When comparing nucleic acid sequences across species and families, it was found that only Horse R had the first thymine to adenine mutation and second cytosine to guanine mutation. All of the non-horse equids sequenced had an exon 1 sequence identical to Horse S excluding species-specific differences. Rhinos however did have the third mutation displaying an adenine and the fourth mutation guanine characteristic of Horse R (Figure 4). Figure 4: The sequence for CXCL16. Exon 1 of each species. Note that across species the four mutations (indicated by red arrows) characteristic of Horse R were not present in entirety. Only the third and fourth mutation were shared with rhinoceridae. A’s, T’s, G’s, and C’s represent adenine, thymine, guanine, and cytosine nucleic acids respectively. Finally, when comparing amino acid sequences, it was found that no species shared a similar amino acid sequence to Horse R. Horse R has an amino acid sequence of tyrosine, aspartic acid, phenylalanine, and glutamic acid. All non-horse equids had a sequence similar to Horse S. This sequence was phenylalanine, histidine, isoleucine, and lysine. Despite similarities with Horse R in respect to the third and fourth nucleotide mutations, rhinoceridae had an amino acid sequence unlike any of the equid species. Rhinoceridae had an amino acid sequence of phenylalanine, glutamine, phenylalanine, and glutamic acid (Figure 5).

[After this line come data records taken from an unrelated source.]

PR #2603, opened 2023-09-29
feat: lake: `postUpdate?` + test

tydeu:
Closes leanprover/lake#185. 

This feature is implemented in a very straightforward mannaer. It is simply a monadic package configuration option.  `lake update` runs all the workspace's packages' `postUpdate?` actions after resolving dependencies and finalizing the workspace but before writing the manifest to its file.

### DIFF
--- a/RELEASES.md
+++ b/RELEASES.md
@@ -13,6 +13,7 @@ v4.3.0 (development in progress)
 * The derive handler for `DecidableEq` [now handles](https://github.com/leanprover/lean4/pull/2591) mutual inductive types.
 * [Show path of failed import in Lake](https://github.com/leanprover/lean4/pull/2616).
 * [Fix linker warnings on macOS](https://github.com/leanprover/lean4/pull/2598).
+* **Lake:** Add `postUpdate?` package configuration option. Used by a package to specify some code which should be run after a successful `lake update` of the package or one of its downstream dependencies. ([lake#185](https://github.com/leanprover/lake/issues/185))
 
 v4.2.0
 ---------
--- a/src/lake/README.md
+++ b/src/lake/README.md
@@ -164,6 +164,7 @@ Lake provides a large assortment of configuration options for packages.
 
 ### Build & Run
 
+* `postUpdate?`: A post-`lake update` hook. The monadic action is run after a successful `lake update` execution on this package or one of its downstream dependents. Defaults to `none`. See the option's docstring for a complete example.
 * `precompileModules`:  Whether to compile each module into a native shared library that is loaded whenever the module is imported. This speeds up the evaluation of metaprograms and enables the interpreter to run functions marked `@[extern]`. Defaults to `false`.
 * `moreServerArgs`:  Additional arguments to pass to the Lean language server (i.e., `lean --server`) launched by `lake serve`.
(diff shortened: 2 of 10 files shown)


RELEASES.md
```diff
@@ -10,6 +10,8 @@ Please check the [releases](https://github.com/leanprover/lean4/releases) page f
 v4.3.0 (development in progress)
 ---------
 
+* **Lake:** Add `postUpdate?` package configuration option. Used by a package to specify some code which should be run after a successful `lake update` of the package or one of its downstream dependencies. ([lake#185](https://github.com/leanprover/lake/issues/185))
```
eric-wieser, line 13: Do you think it's worth mentioning `lake exe cache get` explicitly here, and noting the mathlib motivation?

tydeu: @eric-wieser I tend to think of a changelog as standalone briefs of *what* was changed and leave the *why* to referenced issues, especially for new features (whereas, e.g., performance improvements, may need to the *why* to understand the significance of the the *what*). However, as the `RELEASES.md` is meant, at least in part, to be a tool for the community. it may be worth further community discussion as to what style of notes would be most helpful.

src/lake/README.md
```diff
@@ -164,6 +164,7 @@ Lake provides a large assortment of configuration options for packages.
 
 ### Build & Run
 
+* `postUpdate?`: A post-`lake update` hook. The monadic action is run after a successful `lake update` execution on this package or one of its downstream dependents. Defaults to `none`.
```
semorrison, line 167: Could we have an example? Looking at this diff, the only clue as to how to actually define such a hook is:
* reading the type `Option (LakeT LogIO PUnit)`
* looking at  `src/lake/tests/postUpdate/dep/lakefile.lean`.

If this is meant to help Mathlib run `lake exe cache get` after an update, then there needs to be an example in a documentation file that shows how to run an `exe` target as an update hook.

tydeu: @semorrison While I agree in spirit, I am not quite sure where to put such an example. Putting it here in the README would be awkward as none of the other configuration options have examples. Thus, giving it one would would draw the reader's attention, focusing them on an option that is likely not useful for most users. Would putting the example in the docstring be sufficient?

semorrison: Maybe start a new file? I don't really mind where it goes. If one option is better documented than others that's a good thing, and the "fix" is to document the others as well...

semorrison: I'm just hoping that we can say "Patrick, do you want to see if you can make `lake exe cache get` run automatically as part of `lake update`", and he replies with "Wow, that was easy" rather than "`Option (LakeT LogIO PUnit)`???".

tydeu: @semorrison Does the new docstring look good?

semorrison: The docstring is great, and I've verified that it works.

My only concern is about the code block in the comment eventually rotting.

* Maybe the API is uses is sufficiently stable to just not worry?
* Alternatively we could have a test that is effectively isomorphic (in terms of API calls) to the example in the doc-string, and a comment saying "If you need to fix this test, make sure you also update the doc-string on `postUpdate?`".

I'm happy either way.

tydeu: @semorrison  I went with option 2. If everything looks good, this feature should be ready to merge. 😄

semorrison (approved):

PR #4471, opened 2024-06-17
feat: Nat lemmas about `+1`

kim-em:


semorrison:
Unfortunately we can't make the simproc for explico

PR #4472, opened 2024-06-17
feat: lemmas about List.filter

kim-em:
This upstreams some lemmas from Batteries, giving dumbed-down proofs, as I do not (yet?) want to move up `List.Sublist`.

### DIFF
--- a/src/Init/Data/List/Lemmas.lean
+++ b/src/Init/Data/List/Lemmas.lean
@@ -799,6 +799,18 @@ theorem length_filterMap_le (f : α → Option β) (l : List α) :
   apply length_filter_le
 
 @[simp]
+theorem filterMap_length_eq_length {l} :
+    (filterMap f l).length = l.length ↔ ∀ a ∈ l, (f a).isSome := by
+  induction l with
+  | nil => simp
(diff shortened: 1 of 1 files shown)


src/Init/Data/List/Lemmas.lean
```diff
@@ -710,6 +710,35 @@ theorem filter_cons :
...
+  | nil => simp
+  | cons a l ih =>
+    simp only [filter_cons, length_cons, succ_eq_add_one]
+    split
+    · simp only [length_cons, succ_eq_add_one]
+      exact Nat.succ_le_succ ih
+    · exact Nat.le_trans ih (Nat.le_add_right _ _)
+
+@[simp]
+theorem filter_eq_self {l} : filter p l = l ↔ ∀ a ∈ l, p a := by
```
nomeata, line 725: It's probably there because it was there in batteries, and that's fine, but I'm curious if you'd consider this a good default simp lemma if it was proposed new?


It seems a rather large reasoning step (non-linear pattern, rewriting the goal in very different terms), so I'm not sure and am curious about your design thoughts here.

PR #4477, opened 2024-06-17
feat: expose flags for the bundled C compiler

tydeu:
Expose the C compiler and linker flags used with the bundled compiler (clang) to Lean code. This is needed to skip the use of `leanc` in Lake.


tydeu:
@Kha This is the first part of what discussed regarding remove the `leanc` dependency from Lake.

Kha (approved):

PR #4478, opened 2024-06-17
fix: lake: remove module dynlib from platform-independent trace

tydeu:
Fixes a bug where Lake incorrectly included the module dynlib in a platform-independent trace. It was incorrectly excluded only external native libraries from the trace. Also adds a test.


tydeu:
!bench

PR #4480, opened 2024-06-17
fix: and improve `#reduce` commmand

### LINKED ISSUE #4465: Reducing Char.ofNat exceeds the recursion depth
### Prerequisites

* [ ] Check that your issue is not already filed:

### Description

`#reduce Char.ofNat (nat_lit 0)` fails with `maximum recursion depth has been reached`

### Steps to Reproduce

1. Run the above

**Expected behavior:** Does not crash

**Actual behavior:** Crashes

### Versions

[Output of `#eval Lean.versionString`]
[OS version, if not using live.lean-lang.org.]

### Additional Information

### Impact

leodemoura:
closes #4465

- `#reduce` does not reduce proofs and types by default anymore. 
- `#reduce (types := true)` can be used to reduce types.
- `#reduce (proof := true)` can be used to reduce proofs.
- Commit also adds better doc-string for `#reduce`.

### DIFF
--- a/src/Init/Notation.lean
+++ b/src/Init/Notation.lean
@@ -559,10 +559,20 @@ set_option linter.missingDocs false in
 syntax guardMsgsFilterSeverity := &"info" <|> &"warning" <|> &"error" <|> &"all"
 
 /--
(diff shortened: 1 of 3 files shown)


eric-wieser:
Thanks!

Key Amino Acids Phenylalanine F Glutamine Q Tyrosine Y Isoleucine I Histidine H Lysine K Aspartic Acid D Glutamic Acid E Figure 5: The amino acids in question produced by exon 1 for each species (red arrows). Note that all equids share similar amino acids as Horse S and rhinoceridae are completely different. The amino acid sequences can then be applied to the currently established phylogenetic tree to compare differences and similarities between species (Figure 6). It can be interpreted that the equidae family share a common allele characteristic of the susceptible horse but only horses, equus caballas, have the resistant allele. The rhinoceridae family has a completely different sequence of amino acids compared to equidae indicating that this allele is under different selective pressure. This pressure could include different pathogens causing the genetic selection for stronger immunity or simply random variation in the alleles from speciation. However, the exact cause for the difference cannot be determined at this time. The tapiridae sequences were undetermined at this time.
Figure 6: The amino acid sequences (indicated in red) as they appear across families. Note that the equids share the S sequence across species within the family but outside the family, neither the R nor S sequence appear. In further research it will be beneficial to further investigate if the sequence is present in this family to determine if this allele is newly evolved to the equids, specifically the horse, or present in tapirs as well. It would also be beneficial to continue testing more samples as only a few rhinoceridae (n=14) and tapiridae (n=10) were available. The allele could possibly be conserved but not as prominently thus our available samples may not correctly reflect the entire population. More samples of non-horse equids should also be analyzed to confirm that the samples accurately reflect the population.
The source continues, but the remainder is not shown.